Primitive Life: Energy and Carbon Metabolism
Primitive metabolism was anaerobic and likely chemolithotrophic (oxidation of inorganic compounds), exploiting the abundant sources of sulfides present

Carbon metabolism may have included autotrophy. (Use of CO2 for metabolite)

Mitochondria and chloroplasts, the principal energy-producing organelles of eukaryotes, arose from the symbioticassociation of prokaryotes of the domain Bacteria within eukaryotic cells, a processcalled endosymbiosis

Mitochondria arose from Proteobacteria

Phylogeny
The phylogeny of microorganisms is their evolutionary relationships.

Comparisons of sequences of ribosomal RNA and differences in nucleotide or amino acid sequence of similar macromolecules are a function of their evolutionary distance.

Ribosomal Database
SSU (small subunit) RNA: the sequencing of the 16S(prokaryote) or 18S(eukaryote) ribosomal unit.

Phylogenetic trees based on ribosomal RNA have now been prepared for all the major prokaryotic and eukaryotic groups.

A huge database of rRNA sequences exists. The Ribosomal Database Project (RDP) contains a large collection of such sequences, now numbering over 100,000.


RNA Sequencing
Ribosomal RNA sequencing involves the amplification of the gene encoding 16S ribosomal RNA, sequencing it, and analyzing the sequence in reference to other bacterial 16S sequences.

16 S subunit is part of bacterial 30 S and 50 S subunits

The evolutionary distance is calculated as the percentage of nonidentical sequences between the RNAs of any two organisms
Domains
Life on Earth evolved along three major lines, called domains, all derived from a common ancestor.

Each domain contains several phyla. Two of the domains, Bacteria and Archaea, remained prokaryotic

The third, Eukarya, evolved into the modern eukaryotic cell

Characteristics of the Domains of Life
The domains of living organisms were originally defined by ribosomal RNA sequencing, but studies have shown that they differ in many other ways.

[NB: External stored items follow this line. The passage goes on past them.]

Issue #1178, opened 2015-10-07
Grape::Exceptions::UnknownValidator


gottfrois:
I have the following files:

```ruby
# app/controllers/api/v2/base.rb
module Api
  module V2
    class Base < Grape::API
      mount V2::Jobs
    end
  end
end

# app/controllers/api/v2/jobs.rb
module Api
  module V2
    class Jobs < Grape::API
      resources :jobs do
        params do
          requires :id, type: String, uuid: true
        end
        get ':id' do
        end
      end
    end
  end
end

# app/controllers/api/v2/validators/uuid.rb
module Api
  module V2
    module Validators
      class Uuid < ::Grape::Validations::Base

        REGEX = %r{[0-9a-f]{8}-[0-9a-f]{4}-[0-9a-f]{4}-[0-9a-f]{4}-[0-9a-f]{12}}

        def validate_param!(attr_name, params)
          unless (params[attr_name] =~ REGEX).zero?
            fail ::Grape::Exceptions::Validation, params: [@scope.full_name(attr_name)], message: 'must be a valid UUID'
          end
        end

      end
    end
  end
end
```

If I want the above to work, I have to manually require the validator class in `base.rb` file, like so:

```ruby
require_relative './validators/uuid'
```

which result in throwing warnings:

```
app/controllers/api/v2/validators/uuid.rb:6: warning: already initialized constant Api::V2::Validators::Uuid::REGEX
app/controllers/api/v2/validators/uuid.rb:6: warning: previous definition of REGEX was here
```

since rails will automatically require the validator as well. Any idea why grape is not able to pick up the custom validator? Looks like a require order issue or something. Any clue?

Thanks

towanda:
Yes, It seems like a require order issue, how are you loading grape in rails?

gottfrois:
nothing fancy, i have grape in the gemfile and have this in my route:

```
mount Api::V2::Base => '/'
```

dm1try:
> Any idea why grape is not able to pick up the custom validator?

`grape` doesn't have an autoloading mechanism for custom validators (PR are welcomed).

In your case you can use [require-dependency] (http://guides.rubyonrails.org/autoloading_and_reloading_constants.html#require-dependency)
```ruby
# app/controllers/api/v2/base.rb
require_dependency 'api/v2/validators/uuid'
```

But I should explain why this happens.
First, how does `grape` load buit-in validators?
[...]

PR #1186, opened 2015-10-16
add possibility to automatically load user-defined validators(a.k.a custom)

dm1try:
the solution relies on ActiveSupport::Dependencies, so it works for Grape app mounted on Rails by default.

``` bash
 --app
   --controllers
     --api
       --validators
         custom.rb
```

``` ruby
params do
   requires :my_param, custom: true
end
```

on the dev enviroment the code of custom validator is refreshed as any other dependency

"proof-of-concept" that we discussed in #1178

### DIFF
--- a/lib/grape/validations/autoload.rb
+++ b/lib/grape/validations/autoload.rb
@@ -1,0 +1,52 @@
+module Grape
+  module Validations
+    class Autoload
+      DEFAULT_PATH = %w(api validators)
+
+      def initialize(api)
+        @api = api
+        @loaded_validators = []
+      end
+
+      def try_load(name)
+        return nil unless defined?(::ActiveSupport::Dependencies)
+
+        name = name.to_s
+        inner_path   = File.join(@api.to_s.deconstantize.underscore, 'validators', name).to_s
+        default_path = File.join(DEFAULT_PATH, name).to_s
+
+        found_path = [inner_path, default_path].find do |path|
+          begin
+            require_dependency(path)
+            mark_as_loaded(name)
+            update_before_remove_const_callback(path)
+
+            true
+          rescue LoadError
+            nil
+          end
+        end
+        (found_path && found_path.classify.constantize) || nil
+      end
+
+      private
+
+      def mark_as_loaded(name)
+        @loaded_validators << name
+      end
+
+      def update_before_remove_const_callback(path)
+        parent_const = path.classify.split('::').first.constantize
+
+        # see ActiveSupport::Dependencies.remove_unloadable_constants!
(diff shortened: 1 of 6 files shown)


lib/grape/validations/autoload.rb
```diff
@@ -0,0 +1,52 @@
+module Grape
+  module Validations
+    class Autoload
+      DEFAULT_PATH = %w(api validators)
```
dblock: Having a default path `validators` makes sense to me, but `api` feels too specific.

lib/grape/validations/autoload.rb
```diff
@@ -0,0 +1,52 @@
...
+            require_dependency(path)
+            mark_as_loaded(name)
+            update_before_remove_const_callback(path)
+
+            true
+          rescue LoadError
+            nil
+          end
+        end
+        (found_path && found_path.classify.constantize) || nil
```
dblock: `|| nil`?

lib/grape/validations/autoload.rb
```diff
@@ -0,0 +1,52 @@
...
+      end
+
+      private
+
+      def mark_as_loaded(name)
+        @loaded_validators << name
+      end
+
+      def update_before_remove_const_callback(path)
+        parent_const = path.classify.split('::').first.constantize
```
dblock: I think this is incorrect for A::B::C::D.

dblock:
I like it, but I would try to simplify it. Maybe with Rails we can use a Railtie to "enable" it or set paths, but otherwise not have autoload available or something like that?

lib/grape/validations/autoload.rb
dm1try: oh, it's redundant )

dm1try:
@dblock I agree with your comments above. It's just a start point.

We need more tests, an implementation for "non-rails" apps(maybe using straitforward `require_relative`) 
Also it would be good if we extract registration logic from `Validatation#inherited` callback(as I mentioned in #1178) to make things a little bit cleaner.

In particular, the Bacteria and Archaea differ extensively in cell wall and lipid chemistry and in features of transcription and protein synthesis.

Taxonomy
Bacterial taxonomy places emphasis on analyses of phenotypic properties of the organism.

Taxonomy: The science of classification.
Consists of two major subdisciplines, identification and nomenclature

Phylogeny: evolution of organisms.
Groups of genera (singular: genus) are collected into families, families into orders, orders into classes, classes into phyla (singular: phylum), and so on up to the highest-level taxon, the domain.

Speciation
The model for speciation is based solely on the assumption of vertical (mother to daughter) gene flow.

However, bacterial speciation is also affected to some degree by lateral (horizontal) gene transfer.

Lateral flow is the transfer of genes between species by conjugation, transduction, and transformation

Nomenclature and Bergey's Manual
Following the binomial system of nomenclature, prokaryotes are given genus and species name.